_PROBLEM REQUIREMENTS_: Show each line from the records below in which the word "because" occurs.

_DATA SHOWN_:
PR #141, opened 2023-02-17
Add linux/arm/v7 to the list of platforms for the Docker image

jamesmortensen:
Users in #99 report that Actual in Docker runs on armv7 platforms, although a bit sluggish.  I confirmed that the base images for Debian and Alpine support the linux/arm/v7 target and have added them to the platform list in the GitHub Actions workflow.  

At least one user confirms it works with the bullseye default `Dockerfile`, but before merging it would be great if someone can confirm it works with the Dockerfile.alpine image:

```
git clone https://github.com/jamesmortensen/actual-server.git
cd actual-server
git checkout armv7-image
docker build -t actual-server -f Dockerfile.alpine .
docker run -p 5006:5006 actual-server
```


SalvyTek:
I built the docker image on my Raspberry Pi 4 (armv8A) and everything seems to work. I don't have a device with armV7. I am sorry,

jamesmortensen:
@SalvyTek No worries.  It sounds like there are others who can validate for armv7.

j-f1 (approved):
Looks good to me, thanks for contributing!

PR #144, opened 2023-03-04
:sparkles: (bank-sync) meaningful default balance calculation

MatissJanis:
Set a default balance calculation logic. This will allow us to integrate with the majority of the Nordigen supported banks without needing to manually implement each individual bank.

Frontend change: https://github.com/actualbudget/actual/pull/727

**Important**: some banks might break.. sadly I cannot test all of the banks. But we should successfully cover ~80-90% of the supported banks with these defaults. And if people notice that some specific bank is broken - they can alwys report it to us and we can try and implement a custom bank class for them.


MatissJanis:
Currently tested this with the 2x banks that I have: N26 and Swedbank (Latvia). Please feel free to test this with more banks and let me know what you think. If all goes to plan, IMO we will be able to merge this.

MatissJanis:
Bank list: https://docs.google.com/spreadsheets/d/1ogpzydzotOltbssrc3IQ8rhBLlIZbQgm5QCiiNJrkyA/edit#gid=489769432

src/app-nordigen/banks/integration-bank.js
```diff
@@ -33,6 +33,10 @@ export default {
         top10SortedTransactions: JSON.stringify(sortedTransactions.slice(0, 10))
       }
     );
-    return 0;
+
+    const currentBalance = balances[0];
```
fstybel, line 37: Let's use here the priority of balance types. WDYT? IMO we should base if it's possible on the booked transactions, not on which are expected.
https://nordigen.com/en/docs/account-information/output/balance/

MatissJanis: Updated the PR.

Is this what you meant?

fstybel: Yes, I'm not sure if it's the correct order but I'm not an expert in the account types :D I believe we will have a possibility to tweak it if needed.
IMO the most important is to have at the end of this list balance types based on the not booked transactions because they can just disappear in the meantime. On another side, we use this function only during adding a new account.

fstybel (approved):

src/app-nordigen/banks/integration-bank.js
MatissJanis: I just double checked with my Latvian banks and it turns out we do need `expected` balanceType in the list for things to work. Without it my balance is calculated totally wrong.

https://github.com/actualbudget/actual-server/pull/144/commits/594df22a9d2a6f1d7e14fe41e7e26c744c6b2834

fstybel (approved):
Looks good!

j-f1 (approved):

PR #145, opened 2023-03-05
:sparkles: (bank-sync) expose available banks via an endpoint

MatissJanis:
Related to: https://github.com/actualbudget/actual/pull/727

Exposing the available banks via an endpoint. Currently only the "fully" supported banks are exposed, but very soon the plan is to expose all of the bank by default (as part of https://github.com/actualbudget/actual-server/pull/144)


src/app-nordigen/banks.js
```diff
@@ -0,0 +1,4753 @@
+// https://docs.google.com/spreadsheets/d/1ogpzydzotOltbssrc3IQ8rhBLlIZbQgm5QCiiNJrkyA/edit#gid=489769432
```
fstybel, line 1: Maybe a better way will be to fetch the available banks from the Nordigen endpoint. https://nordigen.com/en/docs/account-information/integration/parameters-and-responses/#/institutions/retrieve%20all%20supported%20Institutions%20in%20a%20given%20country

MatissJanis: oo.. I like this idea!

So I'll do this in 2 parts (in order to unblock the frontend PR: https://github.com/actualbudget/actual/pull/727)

---

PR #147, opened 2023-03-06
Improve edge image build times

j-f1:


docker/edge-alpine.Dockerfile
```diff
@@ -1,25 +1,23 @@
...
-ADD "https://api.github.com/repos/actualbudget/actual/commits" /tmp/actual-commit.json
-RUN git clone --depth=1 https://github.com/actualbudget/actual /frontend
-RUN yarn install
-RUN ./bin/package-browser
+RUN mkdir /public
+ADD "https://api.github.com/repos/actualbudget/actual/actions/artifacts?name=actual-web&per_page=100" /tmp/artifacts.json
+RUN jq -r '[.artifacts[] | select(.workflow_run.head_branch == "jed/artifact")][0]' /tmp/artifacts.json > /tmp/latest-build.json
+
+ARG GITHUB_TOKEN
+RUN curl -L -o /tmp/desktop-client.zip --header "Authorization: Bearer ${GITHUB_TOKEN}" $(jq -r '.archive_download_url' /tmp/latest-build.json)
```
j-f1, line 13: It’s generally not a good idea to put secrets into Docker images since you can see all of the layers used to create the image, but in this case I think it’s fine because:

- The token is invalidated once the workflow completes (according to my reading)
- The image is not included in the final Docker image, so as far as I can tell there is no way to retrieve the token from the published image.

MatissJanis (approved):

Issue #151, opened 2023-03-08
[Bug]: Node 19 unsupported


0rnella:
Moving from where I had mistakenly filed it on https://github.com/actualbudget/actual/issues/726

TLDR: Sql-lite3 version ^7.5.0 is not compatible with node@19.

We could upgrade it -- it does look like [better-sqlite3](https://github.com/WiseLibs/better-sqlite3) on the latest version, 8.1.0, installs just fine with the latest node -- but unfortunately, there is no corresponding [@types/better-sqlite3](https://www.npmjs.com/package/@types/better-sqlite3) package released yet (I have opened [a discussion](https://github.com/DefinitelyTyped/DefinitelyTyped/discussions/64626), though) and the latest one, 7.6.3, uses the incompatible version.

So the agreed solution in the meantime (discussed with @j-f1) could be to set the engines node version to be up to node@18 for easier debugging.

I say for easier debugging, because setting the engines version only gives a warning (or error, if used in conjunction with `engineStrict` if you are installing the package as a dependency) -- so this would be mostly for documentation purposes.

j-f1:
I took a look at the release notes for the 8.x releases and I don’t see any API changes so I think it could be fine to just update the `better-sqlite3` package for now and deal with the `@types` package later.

* * *

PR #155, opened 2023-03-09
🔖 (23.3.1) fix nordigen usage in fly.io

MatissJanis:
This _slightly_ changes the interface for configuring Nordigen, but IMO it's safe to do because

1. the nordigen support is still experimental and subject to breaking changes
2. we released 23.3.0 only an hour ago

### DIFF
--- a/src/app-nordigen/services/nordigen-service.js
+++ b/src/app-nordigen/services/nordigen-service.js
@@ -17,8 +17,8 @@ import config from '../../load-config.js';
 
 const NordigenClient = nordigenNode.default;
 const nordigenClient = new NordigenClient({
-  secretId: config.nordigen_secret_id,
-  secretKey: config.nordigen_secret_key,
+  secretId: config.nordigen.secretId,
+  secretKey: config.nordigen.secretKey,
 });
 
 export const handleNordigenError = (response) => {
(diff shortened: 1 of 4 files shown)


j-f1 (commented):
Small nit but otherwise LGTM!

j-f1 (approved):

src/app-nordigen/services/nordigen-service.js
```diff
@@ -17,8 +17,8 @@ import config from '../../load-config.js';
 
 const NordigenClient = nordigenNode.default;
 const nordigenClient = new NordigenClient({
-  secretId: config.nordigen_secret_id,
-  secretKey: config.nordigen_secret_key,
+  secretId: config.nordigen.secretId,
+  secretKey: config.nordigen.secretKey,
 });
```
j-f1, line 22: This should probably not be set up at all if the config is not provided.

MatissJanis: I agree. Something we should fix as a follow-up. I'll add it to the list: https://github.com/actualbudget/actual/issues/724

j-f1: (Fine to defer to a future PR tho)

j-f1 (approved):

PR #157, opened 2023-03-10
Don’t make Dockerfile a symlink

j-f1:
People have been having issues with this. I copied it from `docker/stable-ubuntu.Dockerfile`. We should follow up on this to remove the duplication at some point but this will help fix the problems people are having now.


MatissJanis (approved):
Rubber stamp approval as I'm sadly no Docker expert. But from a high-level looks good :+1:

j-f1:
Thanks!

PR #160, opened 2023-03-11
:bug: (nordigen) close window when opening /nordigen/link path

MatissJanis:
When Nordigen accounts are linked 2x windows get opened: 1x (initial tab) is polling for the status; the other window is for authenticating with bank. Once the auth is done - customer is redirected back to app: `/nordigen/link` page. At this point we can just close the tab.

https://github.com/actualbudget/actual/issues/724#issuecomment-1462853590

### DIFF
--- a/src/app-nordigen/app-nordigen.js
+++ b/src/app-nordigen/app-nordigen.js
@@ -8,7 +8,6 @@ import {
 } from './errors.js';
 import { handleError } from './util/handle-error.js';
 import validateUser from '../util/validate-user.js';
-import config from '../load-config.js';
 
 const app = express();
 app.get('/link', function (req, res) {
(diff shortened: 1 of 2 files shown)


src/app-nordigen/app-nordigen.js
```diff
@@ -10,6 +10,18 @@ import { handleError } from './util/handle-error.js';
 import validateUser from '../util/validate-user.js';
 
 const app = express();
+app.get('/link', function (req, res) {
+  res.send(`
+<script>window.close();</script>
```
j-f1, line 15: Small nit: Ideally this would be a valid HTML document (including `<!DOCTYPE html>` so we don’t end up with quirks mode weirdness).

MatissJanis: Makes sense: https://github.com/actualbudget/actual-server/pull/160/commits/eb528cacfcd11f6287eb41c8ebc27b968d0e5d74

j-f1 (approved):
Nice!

_ANSWER TO THIS TASK_:
IMO the most important is to have at the end of this list balance types based on the not booked transactions because they can just disappear in the meantime. On another side, we use this function only during adding a new account.
j-f1, line 13: It’s generally not a good idea to put secrets into Docker images since you can see all of the layers used to create the image, but in this case I think it’s fine because:
I say for easier debugging, because setting the engines version only gives a warning (or error, if used in conjunction with `engineStrict` if you are installing the package as a dependency) -- so this would be mostly for documentation purposes.
This _slightly_ changes the interface for configuring Nordigen, but IMO it's safe to do because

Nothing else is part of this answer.